Esse fato, contudo, não consegue evitar a precariedade das
fronteiras lingüísticas, tampouco garantir a unidade interna da América
Hispânica ou da América Portuguesa, tendo-se em vista que a primeira se
subdivide em várias nações e a segunda congrega uma grande diversidade
cultural. Há outras razões engendrando as dessemelhanças: embora os
colonizadores tenham partido do mesmo espaço geográfico, político e
religioso - a Península Ibérica imperial e católica –, eles pertenciam
a diferentes experiências históricas e a circunstâncias étnico-culturais
distintas. É importante lembrar que uma das questões mais importantes na
configuração do próprio Estado português foi sua longa luta de independência
com relação ao império espanhol, fato que repercutiu
decisivamente no processo de
constituição da América Latina. Apesar de ter na Espanha uma vizinha e
aliada, Portugal também a enfrentava como adversária. Submetido ao poder
do primeiro império na História sobre o qual o sol jamais se punha,
Portugal teve que desenvolver uma política que freqüentemente oscilava
entre a aquiescência e a rebelião. Um dos fatos característicos desse
contexto foi a penetração, em
terras da América Espanhola, de portugueses traficantes de escravos,
garimpeiros, exploradores e sertanejos, seguindo o curso do Rio Amazonas e
de seus afluentes. A assinatura do tratado de Tordesilhas e seu posterior
desrespeito indicam uma curiosa política de não-enfrentamento direto dos
espanhóis, por parte dos portugueses, mas de sua neutralização por meio
de estratégias típicas da guerra de simulação. No sul da América, na
região do Rio da Prata, essa política, contudo, mostrou-se inoperante.
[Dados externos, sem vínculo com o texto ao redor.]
PR #2390, opened 2022-10-13
Sanitise program names

stevenjohnstone:
bpf objects may only have names containing alphanumeric characters, '.' and '_'. Golang programs, in particular, have symbol names which cause problems e.g. "os.(*File).Read".

Fixes #2388.

##### Checklist

- [x] Language changes are updated in `man/adoc/bpftrace.adoc` and if needed in `docs/reference_guide.md`
- [x] User-visible and non-trivial changes updated in `CHANGELOG.md`
- [x] The new behaviour is covered by tests

PR #2399, opened 2022-10-27
runtime tests: improve test for probe name sanitization

viktormalik:
#2390 introduced a runtime test attaching to a uprobe of `/usr/bin/docker` which is normally a Golang program.

That is not always the case, as Fedora uses Podman and `/usr/bin/docker` is just a compatibility shell script. So, this PR improves the test requirement that `/usr/bin/docker` is an ELF file (instead of just checking that it exists).

The test still depends on a non-standard binary (it's not run in the CI either) so it'd be probably better implement our own Golang program to test the functionality.

##### Checklist

### DIFF
--- a/tests/runtime/probe
+++ b/tests/runtime/probe
@@ -285,3 +285,9 @@ PROG k:* { @[probe] = count(); }
 EXPECT BPFTRACE_MAX_BPF_PROGS
 WILL_FAIL
 TIMEOUT 2
+
+NAME sanitise probe name
+PROG uprobe:./testprogs/uprobe_namesan:fn* { printf("ok\n"); exit(); }
+EXPECT ^ok
+AFTER ./testprogs/uprobe_namesan
+TIMEOUT 5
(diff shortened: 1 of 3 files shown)


viktormalik:
cc @stevenjohnstone

stevenjohnstone:
Hi @viktormalik! I wonder if you could save some pain related to finding/building a golang executable by compiling a C test program with a character in a function name which would be rejected by the kernel if we tried to use it as an object name? For example,

```c
#include <stdio.h>
void __attribute__ ((noinline)) fn\u03b1() {
    printf("%s\n", __func__);
}
int main(int argc, const char **argv) {
    fn\u03b1();
}
```
would fail 
```
$ bpftrace -e 'uprobe:./a.out:"fnα" {}'
Attaching 1 probe...
ERROR: Error loading program: uprobe:./a.out:fnα (try -v)
```
with versions before the sanitisation changes.

viktormalik:
Good idea! I replaced the test by your suggested one.

viktormalik:
In the end, the non-ASCII character caused problems for the Python code parsing output of tests, so I went with a dollar sign inside the function name which is permitted by GNU C but still requires the sanitisation change.

danobi (commented):
LGTM

PR #3323, opened 2024-07-17
CMake: Use try_compile in place of execute_process

ajor:
The previous approach was leaving compilation artefacts in the source directory.


viktormalik (approved):
Nice!

jordalgo:
Better!

jordalgo (approved):

PR #3326, opened 2024-07-17
Add new runtime test suite for aggregations

ajor:
Run aggregations against a multi-threaded target program and validate that the results are correct.

Work in progress.
- I haven't worked out how to use signed integers for min/max aggregations
- I'm seeing flakey results for `hist` and `stats`. Don't understand why, as they're using per-cpu (hash) maps.

### DIFF
--- a/src/output.cpp
+++ b/src/output.cpp
@@ -708,9 +708,11 @@ void TextOutput::map_key_val(const SizedType &map_type,
                              const std::string &key,
                              const std::string &val) const
 {
-  out_ << key + ": ";
+  out_ << key << ":";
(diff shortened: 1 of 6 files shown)


jordalgo:
Even though this program creates multiple threads, what guarantees do we have that wherever these tests are being run will run these threads on different cpus? Doesn't this get tricky in VM-like environments where there can be pinning and maybe just a few cpus allocated for the VM to run on? I'm not an expert - just thinking out loud.

jordalgo:
Closing due to age. Feel free to reopen.

PR #3332, opened 2024-07-20
Fix build with static libbfd and dependencies

barathrm:
Related to https://github.com/bpftrace/bpftrace/issues/3331

See discussion in issue ticket. Questions I have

Tendo suas nascentes no Brasil, esse rio era considerado, pelos portugueses,
como sua propriedade natural, o que os levou a fundar às suas margens, em
1680, a Colônia do Sacramento. Portugal tentava impedir a expansão do império
espanhol em território brasileiro e ao mesmo tempo criava um posto avançado
para sua própria ocupação do solo. Ameaçados, os portenhos imediatamente
atacaram e destruíram Sacramento. Contudo, essa povoação configurou um
pequeno núcleo populacional da futura República Oriental do Uruguai, cuja
constituição também provocou disputas freqüentes entre as Américas
Portuguesa e Espanhola, de que resultaram a anexação do Uruguai por D. João
VI, sua invasão por Alvear e, finalmente, sua independência política a
partir das lutas de Lavalleja, em 1825. Mais tarde, a região platina seria
novamente convulsionada pela Guerra do Paraguai, o maior conflito armado da
América do Sul. Os projetos expansionistas de Argentina, Brasil e Uruguai
operaram com a ajuda financeira e logística da Inglaterra, a quem não
interessava a concorrência da nascente industrialização paraguaia. Entre
algumas conseqüências da luta desenvolvida no período de 1865 a 1870, além
da derrota do Paraguai, estão a queda da monarquia brasileira, o avanço
das idéias republicanas nos países da Tríplice Aliança e seu
endividamento perante a Inglaterra. Na conturbada constituição do
continente sul americano, podemos verificar, portanto, vários momentos de
conflito dos quais participou ativamente a América Portuguesa, seja em
aliança com seus vizinhos hispânicos, seja contra eles.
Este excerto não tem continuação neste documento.